Insurance Issues

Our Frequently Asked Questions section references accepted standard of practice and guidelines from regulatory and professional organizations including the National Institutes of Health (NIH), American College of Surgery (ACS), American Society for Metabolic and Bariatric Surgery (ASMBS) As always, please check with your healthcare provider to determine their individual practices, guidelines and what they recommend for you.

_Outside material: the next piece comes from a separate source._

PR #518, opened 2021-04-09
refactor: combine tags/category filtering methods into one

dkoo:
### All Submissions:

Inspired by https://github.com/Automattic/newspack-popups/pull/515#discussion_r609913318. I felt that because the category and tag filtering should behave the same way, they should share the same logic and method. This PR combines the methods that compare post and prompt categories and tags into a single method that takes a second `$taxonomy` arg (defaulting to category). Just seemed like one tiny thing we could do to reduce the mental load when troubleshooting prompt display logic.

Why does it take so long to get insurance approval?
Simply put, to get insurance approval you must have weight loss surgery as a covered benefit in your plan and then meet the criteria your plan requires. This is called verifying benefits and you as a member or beneficiary of the insurance plan can verify your benefits. Call the customer service number on your card and ask the insurance representative to check your plan for coverage of weight loss surgery. Our office staff will also be verifying the weight loss surgery benefit.

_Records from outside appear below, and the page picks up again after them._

PR #521, opened 2021-04-12
feat: handle classic content for inline prompt insertion

### LINKED ISSUE #520: Position of inline prompt not respected if post is a single classic block
To reproduce:

1. Create a post with a single, "Classic" block
2. Create an inline prompt to be displayed halfway in the content
3. Observe the prompt is inserted at the top of the content

dkoo:
### All Submissions:

Adds special handling for "Classic Content" blocks when it comes to inline prompt insertion. Instead of treating the entire block as a single block, like other blocks, we now break up the Classic Content string by block-level HTML elements (`</p>`, `</ul>`, `</ol>`, etc.—not [every single one](https://developer.mozilla.org/en-US/docs/Web/HTML/Block-level_elements), but the main ones I think make sense to insert prompts before or after) and insert prompts between those elements. Should work whether the Classic Content block is the only block in a post, or if it's mixed with other blocks.

The insertion approach is inspired by the logic in the Super Cool Ad Inserter plugin, but simplified since we already have handling for short content, lots of prompts, etc. It also looks for various block-level elements, not just paragraphs.

This change should ensure that prompts get inserted in a more logical fashion on imported or legacy content that hasn't been (or can't be) converted to Gutenberg blocks.

Closes #520.

1. Create at least two posts containing Classic Content blocks, each containing a mix of different HTML content. In one post, ensure that the Classic Content block is the only block in the post; in the other, make sure it's interspersed with blocks of other types containing content as well.
2. Also publish several inline prompts at different insertion points—try 25%, 50%, and 75%.
3. On `master`, in an incognito session, observe that the prompts are inserted around the Classic Content blocks as if they're single blocks, regardless of the classic content length—so in posts that only contain Classic Content, all prompts will appear at the top of the post.
4. Check out this branch, refresh the posts. Confirm that the prompts are now inserted within the Classic Content blocks' content at more or less the expected positions, and that the Classic Content rendered on the front-end matches what's in the editor.

### Other information:

### DIFF
--- a/includes/class-newspack-popups-inserter.php
+++ b/includes/class-newspack-popups-inserter.php
@@ -213,8 +213,9 @@ final class Newspack_Popups_Inserter {
 
 		foreach ( $parsed_blocks as $block ) {
 			if ( ! in_array( $block['blockName'], $blacklisted_blocks ) ) {
-				$block_content = $block['innerHTML'];
-				$total_length += strlen( wp_strip_all_tags( $block_content ) );
+				$is_classic_block = null === $block['blockName']; // Classic block doesn't have a block name.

Once verification has been completed then you must document meeting the requirements set forth by your plan and formally request the insurance company to authorize payment for the surgery. Our office staff will assist you in understanding, documenting and submitting for authorization. When we have submitted all the required health information to your insurance company it can take up to 4 weeks to receive notification of approval or denial. Most insurance companies state that notification will be provided within 14 business days. Our office staff regularly monitors the progress of your request. It may also be helpful for you to call the claims service of your insurance company about a week after your letter has been submitted and ask about the status of your request.

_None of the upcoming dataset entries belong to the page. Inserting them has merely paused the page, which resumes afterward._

PR #524, opened 2021-04-20
Fix: empty blocks handling

adekbadek:
### All Submissions:

Fixes a small issue.

It looks like the Group or Columns blocks are inserting an empty block somewhere, which gets picked up as the classic block in the insertion logic.

0. On `master`
1. Create a post with the following content: a Group, with Columns, a single Column inside, and a Heading in the Column
2. Ensure some inline prompts are inserted in the post
3. Observe and error (when in WP debug mode) shown on the front-end about `Offset not contained in string`
4. Switch to this branch, observe no error shown

### Other information:

### DIFF
--- a/includes/class-newspack-popups-inserter.php
+++ b/includes/class-newspack-popups-inserter.php
@@ -213,7 +213,7 @@ final class Newspack_Popups_Inserter {
 
 		foreach ( $parsed_blocks as $block ) {
 			if ( ! in_array( $block['blockName'], $blacklisted_blocks ) ) {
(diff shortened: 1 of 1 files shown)


dkoo (approved):
Maybe my test content isn't right, but I didn't see any warnings or errors on `master` with empty Group and Columns in my post. But this is still a good change that we should implement.

While working on an unrelated feature, I found that Classic blocks _can_ sometimes have a name, and they're called `core/freeform`. So in 30ae2e2 I added a check for that name, too. Since it's such a small change, if it looks good to you I don't think we need to bring in a third code reviewer, but feel free to if you want.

How can they deny insurance payment for a life-threatening disease?
Authorization for surgery may be denied for reasons that are specific to the health insurance plan being provided by your employer. Most commonly they are the weight loss surgery benefit does not exist; has been excluded from your policy or the documentation submitted for authorization does not meet the criteria required as medically necessary; such as 3 to 6 months of physician-supervised dieting or 5 year history of morbid obesity as documented by a primary care provider with a date range.

Insurance payment may also be denied for lack of "medical necessity." A therapy is deemed to be medically necessary when it is needed to treat a serious or life-threatening condition. In the case of morbid obesity, alternative treatments - such as dieting, exercise, behavior modification, and some medications - are considered to be available. Medical necessity denials usually hinge on the insurance company's request for some form of documentation, such as participation in a 6 month to 1 year physician-supervised dieting program and/or a psychiatric evaluation, illustrating that you have tried unsuccessfully to lose weight by other methods.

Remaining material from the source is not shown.